## [PROBLEM TO WORK ON]
What lines of the data include the string "processPendingTransactions"? Copy them all.

━━ RECORDS FOR THE TASK

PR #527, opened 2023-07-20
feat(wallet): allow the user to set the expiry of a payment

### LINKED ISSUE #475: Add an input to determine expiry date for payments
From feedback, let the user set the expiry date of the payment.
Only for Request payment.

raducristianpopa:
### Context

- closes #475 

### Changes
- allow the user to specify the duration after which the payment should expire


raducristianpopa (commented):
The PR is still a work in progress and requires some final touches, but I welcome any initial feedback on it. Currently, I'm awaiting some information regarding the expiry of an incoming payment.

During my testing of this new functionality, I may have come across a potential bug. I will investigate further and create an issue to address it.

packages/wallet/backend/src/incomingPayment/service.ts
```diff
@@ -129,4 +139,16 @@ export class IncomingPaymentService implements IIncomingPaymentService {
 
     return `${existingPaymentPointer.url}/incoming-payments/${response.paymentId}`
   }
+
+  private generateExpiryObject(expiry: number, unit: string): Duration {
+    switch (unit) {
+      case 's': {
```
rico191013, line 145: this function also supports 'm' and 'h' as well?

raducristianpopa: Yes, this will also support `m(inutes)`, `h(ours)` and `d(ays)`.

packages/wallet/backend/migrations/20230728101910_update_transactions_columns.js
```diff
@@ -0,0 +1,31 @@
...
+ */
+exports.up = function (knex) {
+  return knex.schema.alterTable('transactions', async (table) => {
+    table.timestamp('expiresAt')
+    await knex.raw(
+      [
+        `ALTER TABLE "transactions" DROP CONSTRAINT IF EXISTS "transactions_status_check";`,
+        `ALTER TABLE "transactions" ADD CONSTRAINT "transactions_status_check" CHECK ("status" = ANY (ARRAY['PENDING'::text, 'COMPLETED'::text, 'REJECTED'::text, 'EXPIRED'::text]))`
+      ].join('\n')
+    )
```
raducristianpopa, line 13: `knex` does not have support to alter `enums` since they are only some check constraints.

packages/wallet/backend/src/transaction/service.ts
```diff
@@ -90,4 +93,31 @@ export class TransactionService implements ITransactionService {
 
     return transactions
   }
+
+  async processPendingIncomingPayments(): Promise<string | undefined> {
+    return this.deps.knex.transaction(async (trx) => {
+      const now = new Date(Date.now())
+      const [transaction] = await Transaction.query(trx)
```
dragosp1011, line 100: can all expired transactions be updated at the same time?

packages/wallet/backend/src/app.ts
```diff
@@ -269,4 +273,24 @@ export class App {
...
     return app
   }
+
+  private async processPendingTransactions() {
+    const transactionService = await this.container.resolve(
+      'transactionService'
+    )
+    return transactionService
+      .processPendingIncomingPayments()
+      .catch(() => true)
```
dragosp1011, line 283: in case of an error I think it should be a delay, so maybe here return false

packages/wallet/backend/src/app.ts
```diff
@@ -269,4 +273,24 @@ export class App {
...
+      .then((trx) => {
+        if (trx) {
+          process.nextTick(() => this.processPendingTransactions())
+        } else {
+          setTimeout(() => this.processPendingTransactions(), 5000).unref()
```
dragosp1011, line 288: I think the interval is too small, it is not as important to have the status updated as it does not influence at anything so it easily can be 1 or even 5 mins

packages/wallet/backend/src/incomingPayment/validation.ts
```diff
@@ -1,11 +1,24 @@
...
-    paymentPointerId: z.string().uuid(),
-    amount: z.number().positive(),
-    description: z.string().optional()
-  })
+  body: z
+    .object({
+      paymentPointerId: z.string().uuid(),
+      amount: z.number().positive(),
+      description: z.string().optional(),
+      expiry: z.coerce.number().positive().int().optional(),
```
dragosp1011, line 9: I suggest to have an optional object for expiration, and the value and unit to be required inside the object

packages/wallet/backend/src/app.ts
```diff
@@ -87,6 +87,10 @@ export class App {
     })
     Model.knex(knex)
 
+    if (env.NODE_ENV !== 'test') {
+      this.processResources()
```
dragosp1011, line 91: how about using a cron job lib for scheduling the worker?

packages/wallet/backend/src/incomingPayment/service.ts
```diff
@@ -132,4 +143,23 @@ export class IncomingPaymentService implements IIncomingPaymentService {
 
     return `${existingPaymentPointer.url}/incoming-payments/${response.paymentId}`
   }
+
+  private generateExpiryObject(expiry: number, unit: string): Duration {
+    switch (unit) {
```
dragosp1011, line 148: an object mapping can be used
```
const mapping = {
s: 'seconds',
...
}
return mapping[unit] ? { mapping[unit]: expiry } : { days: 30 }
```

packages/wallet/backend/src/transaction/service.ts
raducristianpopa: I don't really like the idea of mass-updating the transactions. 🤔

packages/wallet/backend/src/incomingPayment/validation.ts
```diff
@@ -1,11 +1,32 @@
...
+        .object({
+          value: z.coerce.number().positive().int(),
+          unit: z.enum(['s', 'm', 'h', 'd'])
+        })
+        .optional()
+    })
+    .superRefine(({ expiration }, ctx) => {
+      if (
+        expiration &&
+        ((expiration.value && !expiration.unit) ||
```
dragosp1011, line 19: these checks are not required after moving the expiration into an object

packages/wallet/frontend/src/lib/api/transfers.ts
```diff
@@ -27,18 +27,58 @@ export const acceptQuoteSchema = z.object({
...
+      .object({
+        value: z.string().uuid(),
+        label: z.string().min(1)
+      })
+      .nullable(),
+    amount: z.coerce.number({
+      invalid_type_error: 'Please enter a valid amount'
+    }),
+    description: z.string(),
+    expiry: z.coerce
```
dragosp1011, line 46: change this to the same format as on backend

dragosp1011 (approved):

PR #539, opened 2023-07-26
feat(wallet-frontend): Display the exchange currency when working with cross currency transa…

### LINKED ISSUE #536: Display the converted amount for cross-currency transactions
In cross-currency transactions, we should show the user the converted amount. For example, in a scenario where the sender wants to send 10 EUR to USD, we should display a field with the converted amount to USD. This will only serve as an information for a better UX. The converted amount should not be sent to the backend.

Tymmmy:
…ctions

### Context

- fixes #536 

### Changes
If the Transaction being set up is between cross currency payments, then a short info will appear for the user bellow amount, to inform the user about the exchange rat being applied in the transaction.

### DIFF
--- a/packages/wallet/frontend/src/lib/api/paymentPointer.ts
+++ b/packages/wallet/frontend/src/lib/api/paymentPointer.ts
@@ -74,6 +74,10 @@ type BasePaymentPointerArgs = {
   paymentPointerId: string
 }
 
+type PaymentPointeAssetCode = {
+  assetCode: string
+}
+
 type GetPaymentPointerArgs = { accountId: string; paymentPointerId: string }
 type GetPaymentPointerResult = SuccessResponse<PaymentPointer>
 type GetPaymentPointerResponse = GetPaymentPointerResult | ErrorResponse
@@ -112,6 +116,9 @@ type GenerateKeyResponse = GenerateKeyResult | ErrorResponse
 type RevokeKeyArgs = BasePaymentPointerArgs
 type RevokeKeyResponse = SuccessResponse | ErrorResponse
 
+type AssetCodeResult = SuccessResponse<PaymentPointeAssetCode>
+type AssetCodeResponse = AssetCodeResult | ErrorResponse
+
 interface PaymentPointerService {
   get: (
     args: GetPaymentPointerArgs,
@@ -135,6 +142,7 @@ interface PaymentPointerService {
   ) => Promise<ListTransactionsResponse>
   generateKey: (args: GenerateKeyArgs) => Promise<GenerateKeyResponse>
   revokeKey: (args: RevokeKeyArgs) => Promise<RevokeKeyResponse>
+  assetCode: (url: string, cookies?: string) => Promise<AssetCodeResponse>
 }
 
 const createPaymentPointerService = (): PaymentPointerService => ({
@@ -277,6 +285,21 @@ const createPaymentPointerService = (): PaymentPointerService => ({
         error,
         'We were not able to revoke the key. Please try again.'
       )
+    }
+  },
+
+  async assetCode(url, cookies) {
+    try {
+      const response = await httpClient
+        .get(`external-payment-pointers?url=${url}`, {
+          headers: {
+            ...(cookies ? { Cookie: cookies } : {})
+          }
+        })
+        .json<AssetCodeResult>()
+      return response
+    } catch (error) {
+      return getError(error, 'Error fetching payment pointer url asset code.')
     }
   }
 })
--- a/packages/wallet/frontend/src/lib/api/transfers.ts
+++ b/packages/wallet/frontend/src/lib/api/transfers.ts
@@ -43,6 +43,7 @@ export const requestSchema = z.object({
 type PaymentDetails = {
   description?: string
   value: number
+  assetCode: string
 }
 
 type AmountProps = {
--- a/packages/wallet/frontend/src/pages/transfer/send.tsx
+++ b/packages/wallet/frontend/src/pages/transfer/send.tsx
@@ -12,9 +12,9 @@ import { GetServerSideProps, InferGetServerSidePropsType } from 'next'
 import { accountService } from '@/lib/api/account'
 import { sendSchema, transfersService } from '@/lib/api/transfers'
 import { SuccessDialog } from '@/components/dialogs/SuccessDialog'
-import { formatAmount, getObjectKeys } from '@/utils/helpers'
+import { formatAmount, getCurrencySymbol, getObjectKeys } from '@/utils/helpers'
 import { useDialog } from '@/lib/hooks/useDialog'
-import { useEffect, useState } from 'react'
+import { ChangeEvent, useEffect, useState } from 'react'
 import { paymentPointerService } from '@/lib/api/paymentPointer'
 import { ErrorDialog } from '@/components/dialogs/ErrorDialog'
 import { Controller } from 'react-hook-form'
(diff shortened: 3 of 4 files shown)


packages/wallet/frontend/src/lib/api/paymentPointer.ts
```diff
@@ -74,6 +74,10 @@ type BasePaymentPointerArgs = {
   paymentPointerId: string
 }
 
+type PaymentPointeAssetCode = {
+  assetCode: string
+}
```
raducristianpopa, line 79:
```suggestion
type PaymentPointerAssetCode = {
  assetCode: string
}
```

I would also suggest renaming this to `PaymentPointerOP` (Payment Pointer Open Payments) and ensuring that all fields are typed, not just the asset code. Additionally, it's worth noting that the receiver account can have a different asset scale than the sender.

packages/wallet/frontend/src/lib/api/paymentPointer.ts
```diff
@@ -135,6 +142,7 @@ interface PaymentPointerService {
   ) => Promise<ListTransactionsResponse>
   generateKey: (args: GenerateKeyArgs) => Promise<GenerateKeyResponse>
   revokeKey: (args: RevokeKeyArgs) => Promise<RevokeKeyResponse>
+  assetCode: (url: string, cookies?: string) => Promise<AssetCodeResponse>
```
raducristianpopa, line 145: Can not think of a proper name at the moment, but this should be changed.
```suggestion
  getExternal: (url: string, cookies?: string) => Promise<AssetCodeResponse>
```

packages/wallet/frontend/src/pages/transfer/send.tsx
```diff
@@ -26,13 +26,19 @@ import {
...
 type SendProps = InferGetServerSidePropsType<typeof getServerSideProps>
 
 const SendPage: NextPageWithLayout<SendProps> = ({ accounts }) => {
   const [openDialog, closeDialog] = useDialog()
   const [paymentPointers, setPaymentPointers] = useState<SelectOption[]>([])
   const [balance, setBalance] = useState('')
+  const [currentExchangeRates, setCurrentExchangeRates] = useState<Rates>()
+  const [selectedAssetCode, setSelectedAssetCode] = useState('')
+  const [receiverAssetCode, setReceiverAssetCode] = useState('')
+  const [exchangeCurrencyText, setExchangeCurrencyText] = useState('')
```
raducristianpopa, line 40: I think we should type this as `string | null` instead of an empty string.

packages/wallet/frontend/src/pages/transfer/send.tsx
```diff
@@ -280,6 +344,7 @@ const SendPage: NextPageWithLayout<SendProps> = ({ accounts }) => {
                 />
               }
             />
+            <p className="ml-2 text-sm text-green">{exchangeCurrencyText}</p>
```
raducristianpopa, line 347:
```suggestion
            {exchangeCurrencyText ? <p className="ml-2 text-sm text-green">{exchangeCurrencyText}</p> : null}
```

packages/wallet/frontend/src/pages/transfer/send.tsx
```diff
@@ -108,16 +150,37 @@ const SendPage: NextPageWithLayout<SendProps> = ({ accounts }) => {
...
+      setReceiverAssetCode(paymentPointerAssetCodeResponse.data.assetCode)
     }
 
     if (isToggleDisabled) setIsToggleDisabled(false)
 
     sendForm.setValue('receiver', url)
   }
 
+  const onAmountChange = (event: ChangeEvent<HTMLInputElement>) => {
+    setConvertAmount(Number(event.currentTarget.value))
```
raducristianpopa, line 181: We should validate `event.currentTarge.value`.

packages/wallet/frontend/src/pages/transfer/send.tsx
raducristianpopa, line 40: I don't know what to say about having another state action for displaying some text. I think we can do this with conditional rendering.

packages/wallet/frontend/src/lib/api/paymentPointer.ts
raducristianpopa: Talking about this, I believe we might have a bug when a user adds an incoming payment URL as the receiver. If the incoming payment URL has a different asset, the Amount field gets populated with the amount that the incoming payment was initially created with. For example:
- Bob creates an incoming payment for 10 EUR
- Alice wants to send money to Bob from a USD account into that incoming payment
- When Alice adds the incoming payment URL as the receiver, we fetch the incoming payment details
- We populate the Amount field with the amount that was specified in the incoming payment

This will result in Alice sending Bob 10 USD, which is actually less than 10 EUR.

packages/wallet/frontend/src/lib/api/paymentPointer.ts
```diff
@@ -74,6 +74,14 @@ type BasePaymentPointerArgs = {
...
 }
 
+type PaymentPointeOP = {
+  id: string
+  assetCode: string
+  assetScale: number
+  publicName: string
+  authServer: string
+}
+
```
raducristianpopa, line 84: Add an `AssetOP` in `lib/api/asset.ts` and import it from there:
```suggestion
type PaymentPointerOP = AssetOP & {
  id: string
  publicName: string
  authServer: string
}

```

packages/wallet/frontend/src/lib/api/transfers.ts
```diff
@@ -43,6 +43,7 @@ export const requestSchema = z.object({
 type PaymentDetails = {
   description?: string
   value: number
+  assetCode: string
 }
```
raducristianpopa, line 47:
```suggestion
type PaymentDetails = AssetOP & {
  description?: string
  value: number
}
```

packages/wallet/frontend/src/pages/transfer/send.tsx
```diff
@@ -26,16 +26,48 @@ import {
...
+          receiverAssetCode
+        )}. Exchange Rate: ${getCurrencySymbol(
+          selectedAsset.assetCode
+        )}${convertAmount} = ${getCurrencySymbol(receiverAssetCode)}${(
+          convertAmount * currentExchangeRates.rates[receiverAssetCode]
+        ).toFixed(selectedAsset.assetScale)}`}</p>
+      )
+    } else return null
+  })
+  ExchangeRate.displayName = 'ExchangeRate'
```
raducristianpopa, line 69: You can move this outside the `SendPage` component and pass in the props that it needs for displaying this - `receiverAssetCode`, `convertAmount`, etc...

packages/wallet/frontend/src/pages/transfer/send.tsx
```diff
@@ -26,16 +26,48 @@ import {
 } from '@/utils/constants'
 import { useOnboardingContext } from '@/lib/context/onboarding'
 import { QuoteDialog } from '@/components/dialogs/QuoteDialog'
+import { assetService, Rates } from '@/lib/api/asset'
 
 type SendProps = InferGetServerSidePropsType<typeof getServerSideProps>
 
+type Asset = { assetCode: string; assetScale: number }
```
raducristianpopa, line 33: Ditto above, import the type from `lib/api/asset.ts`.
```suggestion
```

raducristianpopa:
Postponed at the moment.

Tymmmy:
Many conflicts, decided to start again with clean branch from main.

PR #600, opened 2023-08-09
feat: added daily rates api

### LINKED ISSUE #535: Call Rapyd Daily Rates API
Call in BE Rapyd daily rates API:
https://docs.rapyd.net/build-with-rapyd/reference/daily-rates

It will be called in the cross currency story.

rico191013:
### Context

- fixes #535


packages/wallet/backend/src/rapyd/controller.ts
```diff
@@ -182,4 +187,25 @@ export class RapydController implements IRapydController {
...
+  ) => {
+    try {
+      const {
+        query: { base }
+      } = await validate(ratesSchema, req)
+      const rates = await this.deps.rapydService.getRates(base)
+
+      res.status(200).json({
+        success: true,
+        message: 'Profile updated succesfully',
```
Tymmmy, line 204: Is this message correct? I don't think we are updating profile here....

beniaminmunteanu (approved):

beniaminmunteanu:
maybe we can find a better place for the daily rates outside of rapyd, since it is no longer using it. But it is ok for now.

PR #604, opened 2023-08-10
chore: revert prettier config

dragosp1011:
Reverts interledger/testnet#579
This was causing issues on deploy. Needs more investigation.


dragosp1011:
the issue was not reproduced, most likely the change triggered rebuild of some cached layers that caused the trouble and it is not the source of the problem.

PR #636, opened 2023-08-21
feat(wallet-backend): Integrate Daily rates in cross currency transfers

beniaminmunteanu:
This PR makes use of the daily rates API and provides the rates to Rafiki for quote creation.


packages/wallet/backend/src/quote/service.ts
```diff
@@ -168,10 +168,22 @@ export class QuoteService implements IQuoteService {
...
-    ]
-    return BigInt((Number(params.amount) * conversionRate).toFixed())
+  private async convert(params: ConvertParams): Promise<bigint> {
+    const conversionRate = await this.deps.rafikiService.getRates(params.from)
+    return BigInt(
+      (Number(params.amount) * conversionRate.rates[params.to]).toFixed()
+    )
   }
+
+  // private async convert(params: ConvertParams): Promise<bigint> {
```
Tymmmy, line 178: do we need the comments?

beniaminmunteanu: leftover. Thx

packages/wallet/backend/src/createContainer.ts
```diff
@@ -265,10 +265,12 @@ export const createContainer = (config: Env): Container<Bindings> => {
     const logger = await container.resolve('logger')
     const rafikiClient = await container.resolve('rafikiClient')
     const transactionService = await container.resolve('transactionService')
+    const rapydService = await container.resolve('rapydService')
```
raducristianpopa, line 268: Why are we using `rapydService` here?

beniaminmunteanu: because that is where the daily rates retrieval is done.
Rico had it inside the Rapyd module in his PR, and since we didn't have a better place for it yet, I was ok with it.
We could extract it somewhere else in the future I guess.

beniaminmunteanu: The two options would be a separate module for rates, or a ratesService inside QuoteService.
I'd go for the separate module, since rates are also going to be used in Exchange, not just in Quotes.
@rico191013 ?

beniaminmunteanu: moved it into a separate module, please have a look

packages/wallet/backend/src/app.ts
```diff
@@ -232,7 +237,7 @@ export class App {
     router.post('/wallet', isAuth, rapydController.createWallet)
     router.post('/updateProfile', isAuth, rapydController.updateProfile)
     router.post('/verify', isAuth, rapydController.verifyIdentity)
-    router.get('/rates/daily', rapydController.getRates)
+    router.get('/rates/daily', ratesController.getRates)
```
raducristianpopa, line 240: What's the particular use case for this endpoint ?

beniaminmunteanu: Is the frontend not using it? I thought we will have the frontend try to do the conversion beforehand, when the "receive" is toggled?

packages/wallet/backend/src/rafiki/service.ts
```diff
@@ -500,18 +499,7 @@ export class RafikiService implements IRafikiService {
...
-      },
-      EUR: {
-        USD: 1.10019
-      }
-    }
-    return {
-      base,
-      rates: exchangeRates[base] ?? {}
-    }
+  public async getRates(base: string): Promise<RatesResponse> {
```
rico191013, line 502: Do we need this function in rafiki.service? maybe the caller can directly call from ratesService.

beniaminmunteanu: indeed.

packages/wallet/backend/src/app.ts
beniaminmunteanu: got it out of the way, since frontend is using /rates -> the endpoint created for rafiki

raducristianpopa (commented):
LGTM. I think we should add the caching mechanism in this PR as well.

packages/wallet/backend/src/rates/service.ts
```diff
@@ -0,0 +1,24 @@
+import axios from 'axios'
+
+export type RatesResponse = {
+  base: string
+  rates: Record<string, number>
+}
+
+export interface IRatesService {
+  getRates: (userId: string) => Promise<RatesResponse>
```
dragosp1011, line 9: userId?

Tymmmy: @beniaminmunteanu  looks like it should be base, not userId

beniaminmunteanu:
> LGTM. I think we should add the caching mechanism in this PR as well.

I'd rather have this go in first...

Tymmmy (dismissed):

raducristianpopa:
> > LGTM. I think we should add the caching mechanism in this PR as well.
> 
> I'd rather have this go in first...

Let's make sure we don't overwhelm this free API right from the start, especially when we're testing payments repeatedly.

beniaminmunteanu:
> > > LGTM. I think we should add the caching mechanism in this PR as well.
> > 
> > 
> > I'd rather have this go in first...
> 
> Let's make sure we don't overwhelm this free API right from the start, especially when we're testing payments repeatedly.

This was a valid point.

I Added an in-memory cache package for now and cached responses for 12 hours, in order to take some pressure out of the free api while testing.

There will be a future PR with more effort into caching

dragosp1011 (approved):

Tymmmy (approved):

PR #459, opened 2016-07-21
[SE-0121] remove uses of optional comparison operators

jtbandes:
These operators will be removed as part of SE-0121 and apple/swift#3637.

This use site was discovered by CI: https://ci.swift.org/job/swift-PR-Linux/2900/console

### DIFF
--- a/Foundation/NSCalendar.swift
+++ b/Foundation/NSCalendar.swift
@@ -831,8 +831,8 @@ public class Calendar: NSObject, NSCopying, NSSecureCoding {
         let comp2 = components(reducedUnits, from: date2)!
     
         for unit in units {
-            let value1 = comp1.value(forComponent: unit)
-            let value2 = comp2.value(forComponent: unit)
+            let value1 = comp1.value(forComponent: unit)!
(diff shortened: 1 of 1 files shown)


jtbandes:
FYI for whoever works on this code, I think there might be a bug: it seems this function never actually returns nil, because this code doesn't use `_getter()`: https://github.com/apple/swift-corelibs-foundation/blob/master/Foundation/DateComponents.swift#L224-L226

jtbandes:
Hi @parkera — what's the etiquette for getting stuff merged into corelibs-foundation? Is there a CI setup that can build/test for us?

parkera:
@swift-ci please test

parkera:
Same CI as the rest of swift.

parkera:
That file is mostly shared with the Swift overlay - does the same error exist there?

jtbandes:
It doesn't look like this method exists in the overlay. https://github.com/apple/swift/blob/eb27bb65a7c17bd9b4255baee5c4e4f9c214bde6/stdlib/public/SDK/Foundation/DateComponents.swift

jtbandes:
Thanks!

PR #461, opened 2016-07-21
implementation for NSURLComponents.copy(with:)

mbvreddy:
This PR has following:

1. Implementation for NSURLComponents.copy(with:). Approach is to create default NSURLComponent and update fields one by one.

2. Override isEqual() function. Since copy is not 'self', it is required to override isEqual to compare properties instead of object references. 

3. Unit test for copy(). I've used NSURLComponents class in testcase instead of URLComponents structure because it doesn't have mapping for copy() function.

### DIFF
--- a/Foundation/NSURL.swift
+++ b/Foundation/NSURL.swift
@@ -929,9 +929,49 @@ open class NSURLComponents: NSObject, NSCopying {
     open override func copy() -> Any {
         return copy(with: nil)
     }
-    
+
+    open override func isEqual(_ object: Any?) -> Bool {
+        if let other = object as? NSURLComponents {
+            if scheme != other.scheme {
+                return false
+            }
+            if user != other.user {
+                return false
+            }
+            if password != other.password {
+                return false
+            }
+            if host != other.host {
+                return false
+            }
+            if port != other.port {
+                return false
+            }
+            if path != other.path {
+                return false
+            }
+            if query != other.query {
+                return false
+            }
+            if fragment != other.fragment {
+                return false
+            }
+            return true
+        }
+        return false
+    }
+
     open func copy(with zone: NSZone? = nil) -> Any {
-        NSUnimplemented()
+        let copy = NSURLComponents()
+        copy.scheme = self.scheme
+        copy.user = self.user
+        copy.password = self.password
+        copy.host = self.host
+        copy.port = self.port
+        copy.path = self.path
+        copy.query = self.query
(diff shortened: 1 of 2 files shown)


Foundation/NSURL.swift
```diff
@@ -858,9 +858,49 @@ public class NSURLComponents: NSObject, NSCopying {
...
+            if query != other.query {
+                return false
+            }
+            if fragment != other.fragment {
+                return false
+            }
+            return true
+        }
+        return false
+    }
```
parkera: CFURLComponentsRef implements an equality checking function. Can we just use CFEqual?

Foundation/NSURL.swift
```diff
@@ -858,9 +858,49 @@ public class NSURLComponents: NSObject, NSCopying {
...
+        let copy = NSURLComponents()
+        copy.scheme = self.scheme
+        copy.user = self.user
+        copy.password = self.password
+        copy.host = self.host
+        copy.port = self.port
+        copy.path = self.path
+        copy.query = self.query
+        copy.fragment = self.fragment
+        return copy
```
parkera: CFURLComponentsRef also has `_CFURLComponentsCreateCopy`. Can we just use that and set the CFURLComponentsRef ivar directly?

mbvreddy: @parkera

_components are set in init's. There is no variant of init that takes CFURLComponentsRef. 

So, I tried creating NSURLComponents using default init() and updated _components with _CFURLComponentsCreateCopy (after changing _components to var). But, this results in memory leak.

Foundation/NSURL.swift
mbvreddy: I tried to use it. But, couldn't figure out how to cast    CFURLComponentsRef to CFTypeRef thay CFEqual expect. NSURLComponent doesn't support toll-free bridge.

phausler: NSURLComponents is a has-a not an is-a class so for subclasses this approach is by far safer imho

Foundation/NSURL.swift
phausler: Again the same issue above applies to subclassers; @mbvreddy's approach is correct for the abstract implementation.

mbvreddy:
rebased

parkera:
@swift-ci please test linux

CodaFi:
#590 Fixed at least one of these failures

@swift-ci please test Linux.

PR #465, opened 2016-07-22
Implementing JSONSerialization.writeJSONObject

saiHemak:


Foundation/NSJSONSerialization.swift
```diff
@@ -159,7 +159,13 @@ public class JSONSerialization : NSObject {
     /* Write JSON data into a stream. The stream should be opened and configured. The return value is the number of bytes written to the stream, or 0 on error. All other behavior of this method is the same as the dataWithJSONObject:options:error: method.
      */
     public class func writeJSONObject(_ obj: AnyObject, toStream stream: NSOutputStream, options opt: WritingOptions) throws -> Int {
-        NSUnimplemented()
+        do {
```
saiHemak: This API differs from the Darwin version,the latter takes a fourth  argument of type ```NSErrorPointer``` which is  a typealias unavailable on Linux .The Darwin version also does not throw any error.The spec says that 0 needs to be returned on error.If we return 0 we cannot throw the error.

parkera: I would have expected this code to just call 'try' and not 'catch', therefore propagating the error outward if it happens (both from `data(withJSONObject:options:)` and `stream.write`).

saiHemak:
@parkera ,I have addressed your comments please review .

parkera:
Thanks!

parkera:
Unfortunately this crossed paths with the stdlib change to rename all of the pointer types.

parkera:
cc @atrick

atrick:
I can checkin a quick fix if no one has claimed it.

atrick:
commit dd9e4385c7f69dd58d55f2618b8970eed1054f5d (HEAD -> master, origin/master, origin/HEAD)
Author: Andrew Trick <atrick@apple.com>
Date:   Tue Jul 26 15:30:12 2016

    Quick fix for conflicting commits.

━━━━

## [PROBLEM SOLUTION]
+  private async processPendingTransactions() {
+          process.nextTick(() => this.processPendingTransactions())
+          setTimeout(() => this.processPendingTransactions(), 5000).unref()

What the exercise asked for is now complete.